→ SUPPLIED INFORMATION
>>>
PR #4208, opened 2026-09-02
Fix `save_model` dropping root-level parameters and buffers for offloaded models

Kayvan-Zahiri:
# What does this PR do?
<<<
→ DESCRIPTION OF THE TASK
The response must consist of all the data, reproduced without alteration.

→ SOLUTION BELOW
PR #4208, opened 2026-09-02
Fix `save_model` dropping root-level parameters and buffers for offloaded models

Kayvan-Zahiri:
# What does this PR do?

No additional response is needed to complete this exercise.